On the Spectrum of Superspheres

TL;DR

This paper analyzes the spectrum of supersphere sigma models, constructs vertex operators, and explores a duality with the Gross-Neveu model, providing explicit anomalous dimensions and examining the spectrum correspondence.

Contribution

It applies recent spectrum results to supersphere sigma models, constructs vertex operators, and revisits a duality with the Gross-Neveu model with explicit calculations.

Findings

Explicit formulas for anomalous dimensions of vertex operators

Recovery of the zero mode spectrum at finite Gross-Neveu coupling

Discussion of potential high-gradient operator instabilities

Abstract

Sigma models on coset superspaces, such as odd dimensional superspheres, play an important role in physics and in particular the AdS/CFT correspondence.

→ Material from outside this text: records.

Issue #956, opened 2018-04-05
No distinction between failed shaper and nonexistent shaper


ryandesign:
Hello, with harfbuzz 1.7.6 on macOS I have:

```
$ hb-view --list-shapers
graphite2
coretext_aat
ot
coretext
fallback
```

There isn't any difference in output between a shaper that exists but doesn't work:

```
$ hb-view /System/Library/Fonts/LucidaGrande.ttc ABC --shaper=graphite2; echo $?
hb-view: all shapers failed.
1
```

...and a shaper that doesn't exist at all:

```
$ hb-view /System/Library/Fonts/LucidaGrande.ttc ABC --shaper=foobar; echo $?
hb-view: all shapers failed.
1
```

This has caused me to have to be very careful in my recent testing, and double-check all of my typing, to make sure I wasn't inadvertently mistyping a shaper name. I had expected to see a message like "shaper foobar doesn't exist".

behdad:
I suppose we can add code in hb-shape / hb-view to do that just to help user.

PR #993, opened 2018-04-17
[util] Check all specified shapers are known

khaledhosny:
A bit brute force and requires all shapers to be known, not just one.

Fixes https://github.com/harfbuzz/harfbuzz/issues/956


behdad:
Ok let's get this in and see if anyone complains.

PR #994, opened 2018-04-17
Do sanitization before the use on 'main' mini-program

ebraminio:


ebraminio:
Merged early to adopt #926 with it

In this work we apply recent general results on the spectrum of coset space models and on supergroup WZNW models to study the conformal sigma model with target space S^{3|2}. We construct its vertex operators and provide explicit formulas for their anomalous dimensions, at least to leading order in the sigma model coupling. The results are used to revisit a non-perturbative duality between the supersphere and the OSP(4|2) Gross-Neveu model that was conjectured by Candu and Saleur. With the help of powerful all-loop results for 1/2 BPS operators in the Gross-Neveu model we are able to recover the entire zero mode spectrum of the sigma model at a certain finite value of the Gross-Neveu coupling. In addition, we argue that the sigma model constraints and equations of motion are implemented correctly in the dual Gross-Neveu description. On the other hand, high(er) gradient operators of the sigma model are not all accounted for. It is possible that this discrepancy is related to an instability from high gradient operators that has previously been observed in the context of Anderson localization.